Few
people notice or really care, but there is a daily newspaper crisis in Canada. It
is a crisis that has huge ramifications, now and certainly over time, for our
country and our culture.
The
daily newspaper industry is in fact dying and resuscitation efforts have been
meagre and not well thought out.
The
Canadian Media Guild, representing workers at CBC and the country’s largest
news services, estimates that between 2008 and 2016 more than 16,000 media jobs
disappeared across the country.
Accurate
numbers are difficult to assemble because news media job losses mount every
month. However, it is likely that roughly 10,000 of the 16,000 jobs were lost
at newspapers.
In
the U.S. between 1990 and 2016 the
newspaper publishing industry shrunk by nearly 60 percent, from roughly 458,000
jobs to 183,000 jobs, the U.S. Bureau of Job Statistics reports.
What
we do know for sure is that Canadian daily newspaper titles such as the Orillia
Times and Packet, the Guelph Mercury and the Moose Jaw Times-Herald, which
served significant urban areas for decades, no longer exist.
Last
November the Canadian newspaper industry took a huge hit when Torstar Corp. and
Postmedia Network Inc. traded 41 papers then
closed 36 in places where they compete. The closures, including weeklies and
dailies, eliminated 291 jobs.
This death spiral has prompted a daily newspaper
industry attempt to get the federal government to include help for journalism
in its cultural policy.
The Trudeau government did commission a study of
the problem, which last year resulted in the report titled The Shattered Mirror. It produced a number of good thoughts and
recommendations, which the government has pretty much ignored.
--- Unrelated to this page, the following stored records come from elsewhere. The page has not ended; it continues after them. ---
PR #160, opened 2020-05-06
tsSetup: use relative path to each data vrt file in stack vrt file

yunjunz:
This PR replaces the absolute file path of the individual data vrt file in the stack/*Stack.vrt files with the relative path, so that `prep_aria.py` would still work if one moved the root directory.


dbekaert:
@yunjunz it fails a unit test where it calls prep_aria.py.
Are you suggesting to change the unit test to allow this behavior?
See here: https://github.com/aria-tools/ARIA-tools/blob/a9de4fc5e7bda8dff04f6056ff7c43a7f8e6bfa5/.circleci/config.yml#L81

yunjunz:
Hi @dbekaert, it turns out we need to add `relativeToVRT="1"` to allow for this behavior, as described here: https://gdal.org/drivers/raster/vrt.html#simplesource.

sssangha:
@dbekaert looks good to me, thanks @yunjunz!

PR #162, opened 2020-05-06
fix imshow interp issue

bbuzzanga:
imshow antialiasing;
see: https://github.com/matplotlib/matplotlib/issues/17345

### DIFF
--- a/tools/ARIAtools/ARIAProduct.py
+++ b/tools/ARIAtools/ARIAProduct.py
@@ -310,14 +310,20 @@ class ARIA_standardproduct: #Input file(s) and bbox as either list or physical s
         track_rejected_pairs=[]
 
         # Check for (and remove) duplicate products
+        num_prods=len(self.products)
+        num_dups=[]
         for i in enumerate(self.products[:-1]):
             # If scenes share >90% spatial overlap AND same dates, they MUST be duplicates. Reject the latter.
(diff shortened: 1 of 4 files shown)


dbekaert (commented):
Do you have an example on the impact of the plotting?
Do i understand correctly that with "none" it still is randomly picking pixels?

bbuzzanga:
Here are examples output from `ariaPlot.py`. The top plot the flag `interpolation='none'` set.
The bottom has no flag set.

Screen Shot 2020-05-06 at 19 14 11
Screen Shot 2020-05-06 at 19 13 50

Could you clarify about randomly picking pixels - is that in reference to the matplotlib issue?

dbekaert:
@bbuzz31 correct in the issue ticket you made on matlplotlib site. With the interpolation method to none we are now using all pixels or is this a prefixed image rendering resolution?

yunjunz:
I would recommend checking `interplation=nearest` as well, because this antialiasing effect is usually more severe in the active display window than in the saved image files, as we could save the figure with higher dpi than the resolution of our monitor. For example, view.py is using 300 by default. I am using  >= 600 dpi for all my publication figures. With 600 dpi and a figure size of 5 by 3 inches, this gives 3000 by 1800 pixels, which might be larger than the actual data size.

In these circumstances, as described in the [matplotlib doc](https://matplotlib.org/gallery/images_contours_and_fields/image_antialiasing.html#sphx-glr-gallery-images-contours-and-fields-image-antialiasing-py), upsampling is desired and `interpolation = nearest` is more appropriate as we could see the sharp boundary between pixels.

bbuzzanga:
thanks for the tip @yunjunz I've changed the interpolation in `ariaPlot.py` to `nearest` accordingly. @dbekaert I think @yunjunz comments answered your question?

dbekaert (approved):
@bbuzz31 looks good.

PR #164, opened 2020-05-09
New checks for minimum threshold option + verbose mode

sssangha:
Program exists if specified minimum threshold area supersedes area of user-specified bounding box. 

Various warning messages and notices of rejected scenes now segregated to verbose mode.

Addresses points raised in issue #161


dbekaert (approved):
Looks good. Thanks for the fixes!

PR #166, opened 2020-05-11
Fixed bug in finalize_metadata function. VRT now updated

sssangha:
Extracted/interpolated metadata field VRT file now updated to reflect cropping of metadata field raster. Not updating the VRT files could potentially lead to failures later on when trying to load the raster from the VRT file (e.g. because of inconsistent dimensions, nodata values, etc). 

For example, see note the inconsistency in reported dimensions before the bug-fix: 
Screen Shot 2020-05-11 at 1 51 32 AM
Screen Shot 2020-05-11 at 1 51 43 AM

Which is eliminated after the bug-fix:
Screen Shot 2020-05-11 at 1 52 57 AM
Screen Shot 2020-05-11 at 1 53 05 AM


dbekaert (approved):
verified by Cherl

PR #167, opened 2020-05-20
Rz misclosure

rzinke:
Adapted computeMisclosure script work with unwrapStack.vrt file. Numerous improvements to the functionality and readability of the code implemented. Documentation and examples updated.


dbekaert:
@rzinke the two-stage third-party dependency is creeping back in.

PR #319, opened 2022-08-10
Correct dupes

bbuzzanga:
Previously, we identified new version products based on the first ten fields of the file name (see [Product Filename Convention](https://aria.jpl.nasa.gov/products/standard-displacement-products.html)). 

However, the newer version products have different Decimal latitude than previous versions, despite covering the same area. 

For now there are two options available to the user:

1.  (default): all products are downloaded regardless of version number. 
    - Duplicates are identified by opening the file and comparing the timing and and area. 
    - The newest version is used for processing.
    
2. A user can specify a product version, and ONLY products which match that version are used.


sssangha (approved):
LGTM! Thanks @bbuzz31

PR #320, opened 2022-08-11
UNAVCO 2022

bbuzzanga:
Consistent environments with MintPy, isce2, for UNAVCO 2022

### DIFF
--- a/environment.yml
+++ b/environment.yml
@@ -8,11 +8,11 @@ channels:
   - conda-forge
   - defaults
 dependencies:
-  - python>=3.6
+  - python>=3.6,<3.10
   - asf_search
   - cartopy
-  - gdal>=3.5.1
-  - libgdal>=3.5.1
+  - gdal<=3.4.2
+  - libgdal>=3.4.2
   - h5py
   - joblib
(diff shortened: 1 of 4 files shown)


sssangha (approved):
Everything looks great!

environment.yml
```diff
@@ -8,11 +8,11 @@ channels:
   - conda-forge
   - defaults
 dependencies:
-  - python>=3.6
+  - python>=3.6,<3.10
   - asf_search
   - cartopy
-  - gdal>=3.5.1
-  - libgdal>=3.5.1
+  - gdal<=3.4.2
```
yunjunz, line 14: Should this be `gdal>=3.4.2`?

sssangha: We resolved this in the latest patch

bbuzzanga: @yunjunz actually no, because we want to have a consistent environment with ISCE, which at my last check (a couple days ago) was restricted to gdal=3.4.2

yunjunz: `gdal` version 3.4.2 is used by mamba from my installation as well.

PR #323, opened 2022-08-16
gdal<=3.4.2 to match ISCE

bbuzzanga:


sssangha (approved):
LGTM. @yunjunz , I believe this sorts out some incompatibility vis-a-vis ISCE

yunjunz:
I don't think this is the right change, IMHO. It does not break the incompatibility for now, but will quickly do in the near future. 

Similar to my previous comments on python 3.10: ARIA-tools may be better off with version constraints based on its own code. It was isce2 that should add the version constraint of python<3.10, not ARIA-tools.

Even without the change from this PR, conda / mamba already figured out that gdal 3.4.2 is the version to be used. So I don't think this PR is needed.

In general, I would be cautious about putting a min version constraint that is recent, and would be even more cautious of putting a max version constraint.

Following this spirit, the only constraint I would think ARIA-tools needs for gdal is a min version constraint that equals to the lowest possible version that ARIA-tools could work correctly.

PR #325, opened 2022-08-18
adjust regex to only search version string

bbuzzanga:
currently the whole string is searched for version starting with 'v' and fails if there is e.g., a username joyvan


sssangha (approved):
LGTM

A Commons committee also investigated the failing
industry and made some practical recommendations. Those also have been ignored.
Trudeau and his ministers have done nothing to
help newspaper journalism because they feel that they cannot "bail out industry models that are no longer
viable."
That is an uninformed, unintelligent position.
First, it shows a lack of knowledge about the
importance of daily journalism to a country’s democracy and culture. Secondly,
the industry does not need a financial bailout. It needs fresh, smart thinking
to help it reinvent itself in an age where online companies (Facebook and
Google to name two) are amassing trillions of dollars by killing traditional
industry models.
The newspaper industry desperately needs help
in re-inventing itself. Its own efforts to date have been pathetically slow and
unimaginative.
Just one example is the TorStar launch of Star
Touch, a tablet platform that cost the company $40 million and two years of
re-invention time. Many people in the industry said it was a silly project
destined to fail. It did and was closed down last summer.
Re-invention efforts outside Canada have been
better. Companies like the New York Times, Washington Post and The Guardian in
England have been somewhat successful in their efforts to provide strong online
models that produce journalism that people are willing to buy.
More and more Canadians are getting their non-local
daily news from online dailies in New York, Washington, Los Angeles, London and
Melbourne. That likely is the future - people around the world subscribing to
one or more online dailies located in major world centres.
Community newspapers, like this one, have a
brighter future than the dailies. That is because they focus on hometown news
that people want and need.
As the daily newspaper industry has shrunk,
huge black holes have developed where news coverage no longer is available to the
entire country. Newspapers like the Moose Jaw Times-Herald and the Orillia
Packet and Times shared their news with newspaper and broadcast services that
distributed it nationwide.
The dailies that survive now are mere shadows
of themselves with much reduced news coverage areas, skeleton staffs and
therefore less news to share.
The result is Canadians have fewer news sources
for learning about what is happening in other parts of their country.
Instead of saying “why should we do anything to
help?” the Trudeau government should be asking “what are the ways we might
help?”
That’s the way leadership is supposed to work.